The parties then agreed to a stipulated dismissal of the remaining cause of action for malicious prosecution, albeit without prejudice. The stipulation accomplishing this was filed with the trial court and is a matter of record before us. It states that the dismissal without prejudice of the malicious prosecution cause of action was under “the following mutually agreed upon conditions: [¶] ․ [¶] 2. Defendant WELLS FARGO BANK agrees that Plaintiff may file a new complaint pursuant to a decision by the Court of Appeal that will include a cause of action for malicious prosecution together with any of the causes of action ․ that the Court of Appeal determines are viable; [¶] 3. Defendant WELLS FARGO BANK agrees that it will not raise the Statute of Limitations to bar Plaintiff's future complaint provided that said complaint is filed within 90 days of the date that the above-referenced Court of Appeal decision is served on the parties.”
Pursuant to this stipulation, a so-called “Final Judgment” was entered in favor of the Bank on January 10, 1996, from which appellant filed a timely notice of appeal. After the case was fully briefed on the merits, we asked the parties for supplemental briefing regarding whether we should dismiss this appeal under the authority of Don Jose's Restaurant, Inc. v. Truck Ins. Exchange (1997) 53 Cal.App.4th 115, 61 Cal.Rptr.2d 370 (Don Jose's ).
In Don Jose's, our colleagues in the Fourth District dismissed an appeal in a remarkably similar factual situation: the plaintiffs and appellants had lost a summary adjudication motion on two out of 11 causes of action. The parties then entered into a stipulation in “which the plaintiffs agreed to dismiss all their remaining causes of action, but without prejudice and with a waiver of all applicable statutes of limitation.” The parties also agreed that, if the appellate court affirmed the trial court's order, the plaintiffs would dismiss their remaining causes of action with prejudice.

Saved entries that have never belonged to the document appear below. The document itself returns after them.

PR #206, opened 2023-02-22
Remote file viewing

jsines:
Adds remote file view to the side bar

The remote file view shows a read-only view of the developer filesystem of the portal selected as default

Screenshot 2023-02-22 at 1 50 56 PM

The view will automatically refresh when the default portal is changed, or is deleted from the extension's account list, and can be manually refreshed like so. 

Screenshot 2023-02-22 at 1 52 25 PM


package.json
```diff
@@ -248,6 +248,10 @@
                 "command": "hubspot.account.viewPersonalAccessKey",
                 "title": "Show personal access key info",
                 "icon": "$(link-external)"
+            },
+            {
+                "command": "hubspot.remoteFs.refresh",
+                "title": "Refresh"
```
jsines, line 254: Adds refresh command

jsines, line 254: The extension manifest (`package.json`) contains the extension "contributions". Here we define the new refresh command, add an option for it in the "view/title" submenu for the remote fs (this is what adds it to the `...` button), add the `hubspot.treedata.remoteFs` view to our extension's sidebar, and add welcome content to display when the view is empty

src/lib/commands/config.ts
```diff
@@ -144,6 +145,7 @@ export const registerCommands = (context: ExtensionContext) => {
                 );
               }
               await trackEvent(TRACKED_EVENTS.DELETE_ACCOUNT);
+              commands.executeCommand('hubspot.remoteFs.refresh');
```
jsines, line 148: Executes a refresh when the default portal changes (above) or is deleted (below)

src/lib/providers.ts
```diff
@@ -1,21 +1,35 @@
...
 
   context.subscriptions.push(
     commands.registerCommand(COMMANDS.ACCOUNTS_REFRESH, () => {
       console.log(COMMANDS.ACCOUNTS_REFRESH);
       accountProvider.refresh();
     })
   );
+  context.subscriptions.push(
+    workspace.registerTextDocumentContentProvider(scheme, remoteFileProvider)
+  );
```
jsines, line 32: A `TextDocumentContentProvider` essentially tells VSCode how it should open items with different URIs. In this case we register our custom `remoteFileProvider` to the scheme 'hubl' so that we can use it to open items that begin `hubl:`

src/lib/providers.ts
```diff
@@ -28,6 +42,13 @@ const initializeTreeDataProviders = (context: ExtensionContext) => {
     TREE_DATA.HELP_AND_FEEDBACK,
     helpAndFeedbackProvider
   );
+  window.registerTreeDataProvider(TREE_DATA.REMOTE, remoteFsProvider);
+  context.subscriptions.push(
+    commands.registerCommand(COMMANDS.REMOTE_FS.REFRESH, () => {
+      console.log(COMMANDS.REMOTE_FS.REFRESH);
+      remoteFsProvider.refresh();
+    })
+  );
```
jsines, line 51: We also register our `TreeDataProvider` (the remote fs view) and the command to refresh the remote fs view, which calls `refresh()` on said provider

src/lib/providers/remoteFileProvider.ts
```diff
@@ -0,0 +1,26 @@
...
+      const file = await download(
+        getPortalId(),
+        `/${decodeURIComponent(filepath)}`
+      );
+      return file.source;
+    } catch (e) {
+      console.log(e);
+    }
+  }
+})();
```
jsines, line 26: Fetches the contents of the selected file path from the default portal

src/lib/providers/remoteFsProvider.ts
```diff
@@ -0,0 +1,92 @@
...
+
+function isPathFolder(path: string) {
+  const splitPath = path.split('/');
+  const fileOrFolderName = splitPath[splitPath.length - 1];
+  const splitName = fileOrFolderName.split('.');
+
+  return !(
+    splitName.length > 1 && FOLDER_DOT_EXTENSIONS.indexOf(splitName[1]) === -1
+  );
+}
```
jsines, line 26: The file endpoint tells us whether a given path is a folder or not, but only after we fetch its contents. We render it in the tree when it shows up as a child first, so we have to infer from its name whether it's a file or folder. For example our initial root call returns something like
```
{
  "id": "/",
  "name": "",
  "folder": true, <-- tells us that the root '/' is a folder
  "children": [
    "test_tabs.module", <-- we want to render these in the tree now, but won't get the above info until this gets expanded
    "Marketplace",
    "boilerplate-test",
    "growth-test",
    "practicum",
    "local-CmsDefaultSystemPages"
  ],
  "updatedAt": 1642781510812,
  "createdAt": 1642781510812,
  "archivedAt": null
}
```

src/lib/providers/remoteFsProvider.ts
```diff
@@ -0,0 +1,92 @@
...
+export class RemoteFsProvider implements TreeDataProvider<FileLink> {
+  private _onDidChangeTreeData: EventEmitter<
+    FileLink | undefined | null | void
+  > = new EventEmitter<FileLink | undefined | null | void>();
+  readonly onDidChangeTreeData: Event<void | FileLink | null | undefined> =
+    this._onDidChangeTreeData.event;
+
+  refresh(): void {
+    this._onDidChangeTreeData.fire();
+  }
```
jsines, line 36: This + above two declarations set up refreshing, when the refresh command gets fired this refills the view with getChildren()

src/lib/providers/remoteFsProvider.ts
```diff
@@ -0,0 +1,92 @@
...
+          q.icon,
+          TreeItemCollapsibleState.None,
+          Uri.parse(q.url)
+        )
+      : new RemoteFsTreeItem(
+          q.label,
+          q.icon,
+          TreeItemCollapsibleState.Collapsed
+        );
+  }
```
jsines, line 50: Think of `getTreeItem()` as a render function for the given FileLink

src/lib/providers/remoteFsProvider.ts
```diff
@@ -0,0 +1,92 @@
...
+            icon: 'symbol-folder',
+          }
+        : {
+            label: f,
+            url: parent ? `hubl:${parent.path}/${f}` : `hubl:${f}`,
+            icon: 'file-code',
+          };
+    });
+    return Promise.resolve(fileOrFolderList);
+  }
```
jsines, line 70: `getChildren()` gets called with no arguments initially to get the initial tree data (in this case the root directory of the remote fs) and then gets subsequently called with a parent argument when items go from `TreeItemCollapsibleState.Collapsed` to `TreeItemCollapsibleState.Expanded`

src/lib/providers/remoteFileProvider.ts
```diff
@@ -0,0 +1,26 @@
+import * as vscode from 'vscode';
+const { download } = require('@hubspot/cli-lib/api/fileMapper');
+const { getPortalId } = require('@hubspot/cli-lib');
+
+export const RemoteFileProvider = new (class
+  implements vscode.TextDocumentContentProvider
```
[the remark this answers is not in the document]
jsines: Yep we have `printWidth: 80` for prettier and this clocks in at 88. Changing the rule will including re-running it on the whole repo so gonna keep it as is for now 🥲

src/lib/providers/remoteFsProvider.ts
```diff
@@ -0,0 +1,92 @@
...
+import { FileLink, RemoteFsDirectory } from '../types';
+
+const {
+  getDirectoryContentsByPath,
+} = require('@hubspot/cli-lib/api/fileMapper');
+const { getPortalId } = require('@hubspot/cli-lib');
+const { FOLDER_DOT_EXTENSIONS } = require('@hubspot/cli-lib/lib/constants');
+
+function isPathFolder(path: string) {
+  const splitPath = path.split('/');
```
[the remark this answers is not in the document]
jsines: Nope, but it's fine if it doesn't. 
`"filename".split('/') === ['filename']`
`"foldername/filename".split('/') === ['foldername', 'filename']`
And then next line we fetch the last value in the array

src/lib/providers/remoteFsProvider.ts
```diff
@@ -0,0 +1,92 @@
...
+  private _onDidChangeTreeData: EventEmitter<
+    FileLink | undefined | null | void
+  > = new EventEmitter<FileLink | undefined | null | void>();
+  readonly onDidChangeTreeData: Event<void | FileLink | null | undefined> =
+    this._onDidChangeTreeData.event;
+
+  refresh(): void {
+    this._onDidChangeTreeData.fire();
+  }
+  getTreeItem(q: FileLink): TreeItem {
```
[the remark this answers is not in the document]
jsines: Yes! Anthony originally had just `q` while he was working on it and status quo bias kept it like that in my head, `fileLink` is much better

src/lib/providers/remoteFileProvider.ts
```diff
@@ -0,0 +1,26 @@
+import * as vscode from 'vscode';
```
bmatto, line 1: NIT: prefer named imports i.e. `import { TextDocumentContentProvider } from 'vscode'`

bmatto (approved):
lgtm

The court, through Presiding Justice Sills, condemned the stipulation between the parties as an “artifice” to try “to create an appealable order from an otherwise nonappealable grant of summary adjudication by dismissing the remaining causes of action without prejudice․” (Don Jose's, supra, 53 Cal.App.4th at p. 116, 61 Cal.Rptr.2d 370.) It noted that, in Tenhet v. Boswell (1976) 18 Cal.3d 150, 154, 133 Cal.Rptr. 10, 554 P.2d 330, our Supreme Court had, “albeit indirectly,” indicated that there should and would be no exceptions to the one final judgment rule “when parties craft stipulations which allow remaining causes of action to survive to trial.” (Don Jose's, supra, 53 Cal.App.4th at p. 118, 61 Cal.Rptr.2d 370.) The Don Jose's court went on to observe that the stipulation before it “virtually exudes an intention to retain the remaining causes of action for trial” and concluded by declaring that “the one final judgment rule does not allow contingent causes of action to exist in a kind of appellate netherworld” even if that state of affairs came to pass via a stipulation of the parties and/or approval of the court. (Ibid.)
Respondent takes the position that Don Jose's is “directly on point,” but then rather ambiguously concludes by deferring to us regarding whether or not we have jurisdiction to consider the appeal.

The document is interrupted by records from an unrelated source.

PR #208, opened 2023-02-28
Win32 fixes

jsines:
Updates terminal usage and paths for win32 compatibility. 

Also updates tracking to be non-blocking, no longer `await`s it and instead just reports an error when the promise finishes if it fails.

### DIFF
--- a/src/lib/helpers.ts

Appellant strongly urges that we not follow the Fourth District for several reasons: (a) Don Jose's is distinguishable on the facts, (b) it is wrongly decided, (c) following it would deprive appellant of his constitutional right to appellate review, and (d) in any event, we should exercise our discretion to treat the appellant's opening brief as a petition for a writ of mandate.
We disagree with all of appellant's arguments, believe Don Jose's to be correctly decided and, indeed, its principle even more applicable to the facts presented here.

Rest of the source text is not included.